Categories: Property Investment
Topics: | commercial property| RPI| CPI
James Wilkinson, manager of the Thames River Property team, explains why long-term opportunities for listed real estate are more positive now than before the credit crisis.
We have long held the shape of real estate returns is attractive over the long term and real estate also offers diversification benefits within a multi-asset portfolio. Of more immediate importance, however, we now think there are particular reasons to be positive towards the sector at the current time.
Listed real estate companies are almost all on a sound commercial footing. Balance sheets have been restored where necessary and revenue accounts are generally founded on relatively long leases and loan durations. Vacancy rates, levels of bad debt and tenant delinquency have risen far less in the last few years than during the property crash in the early 1990s, meaning absolute revenue levels fell less from peak to trough than was expected.
One of our main concerns for the property markets over the last few years was commercial real estate (CRE) debt refinancing. We worried the scale of debt maturing between 2009 and 2013 was such that it would swamp available debt and equity, leading to a further plunge in property values.
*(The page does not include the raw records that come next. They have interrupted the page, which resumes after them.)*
PR #31566, opened 2021-03-12
[3D-parallel] add 1f1b scheduler for pipeline

sandyhouse:
### PR types

New features
### PR changes

Others
### Describe

add 1f1b scheduler for pipeline, which intervals forward phase and backward phase to save memory consumption. 

Now, two pipeline schedulers are supported: F-then-B and 1F1B.
With F-then-B scheduler, the scheduler does forward for all microbatches and then does backward for all microbatches, and then does updating.

With 1F1B scheduler, after a startup stage, the scheduler does one forward then one backward alternatively which may save GPU memory.

How to use:

```
dist_strategy = DistributedStrategy()
dist_strategy.pipeline = True
dist_strategy.pipelie_configs = {
  'schedule_mode': '1F1B', # or 'F-then-B'
}
```

TODO:
1. split program into forward program, backward program and update program
2. check all ops have the attribute of op_role.

### DIFF
--- a/paddle/fluid/framework/section_worker.cc
+++ b/paddle/fluid/framework/section_worker.cc
@@ -113,7 +113,8 @@ void SectionWorker::TrainFiles() {
   }
 
   if (schedule_mode_ == 0) {
-    // F-then-B scheduler
+    // F-then-B scheduler which runs Forward phase for all microbatches,
+    // then runs Backward phase for all microbatches.
     // step1: run forward
     for (int i = 0; i < num_microbatches_; ++i) {
       RunForward(i, gc, unused_vars_);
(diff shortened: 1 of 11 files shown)


paddle/fluid/framework/section_worker.cc
```diff
@@ -22,15 +22,79 @@ class TrainerDesc;
...
 
+void SectionWorker::RunForward(
+    int micro_id, std::unique_ptr<GarbageCollector> &gc,
+    std::unordered_map<const OperatorBase *, std::vector<std::string>>
+        &unused_vars_) {
+  for (auto &op : ops_) {
+    int op_role = op->Attr<int>(std::string("op_role"));
+    // We run op with op_role = kLRSched only for the first microbatch
+    // to avoid increasing the @LR_DECAY_STEP@ multiple times.
+    bool run_first_mbatch = op_role == static_cast<int>(OpRole::kForward) ||
```
wangxicoding, line 42: 最好加上括号确保优先级的清晰明了

wangxicoding (approved):
LGTM

paddle/fluid/framework/section_worker.cc
sandyhouse: I will do it in the next pr.

PR #31588, opened 2021-03-12
[CustomOp] Normalized function parameter writing

chenwhql:
### PR types

Function optimization
### PR changes

APIs
### Describe

[CustomOp] Normalized function parameter writing

For all function inputs, change to use `const &` format:
- Make the function writing conform to the programming style guide
- Reduce copying and improve efficiency
- At the same time, it is compatible with the written method that has been released in 2.0.1


JiabinYang (approved):
LGTM

PR #31589, opened 2021-03-12
【3D-parallel】Add SocketServer to persist server 

wangxicoding:
### PR types

Bug fixes
### PR changes

Others
### Describe

When using c_gen_nccl_id op multi times, the port may be occupied by others, so persist the server to prevent this problem.


sandyhouse (approved):
LGTM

Not only has this not happened but we are now confident it will not materialise at all.
We believe as the full horror of the credit crisis reverberated throughout 2007 and 2008, the main lending banks had very little idea of what they had to deal with within their property lending books. Real estate loan books were effectively frozen while banks put their houses in order, and this may well have prevented losses within commercial property markets.
Since 2009, UK real estate values have recovered approximately 15%-20% from their trough (44% peak to trough fall according to UK IPD) and this significantly reduced the scale of the CRE debt refinancing issue. Furthermore, DTZ now estimate there is $145bn of equity available for investment into European commercial real estate between now and 2013 compared to a debt funding gap (DTZ define this as the difference between the existing debt balance as it matures and debt available to replace it) of $126bn.
These statistics bode well for real estate investment markets. That is not to say the path will be entirely smooth. Investment demand is likely to be focused on specific markets and sectors, which will not necessarily coincide with where the debt needs to be refinanced. Similarly, equity investors are not always prepared or able to take over real estate loans or to participate in joint ventures.
However, the really important issue is what we once viewed as an almost insurmountable problem now appears to be solvable. In the usual way, market pricing will differentiate between high and low demand areas of the market. Yields in low demand areas may have to rise further until there is sufficient demand. This, however, is a normal market – something we have not seen for many years – and the corollary is yields in high demand areas will fall, meaning values will rise.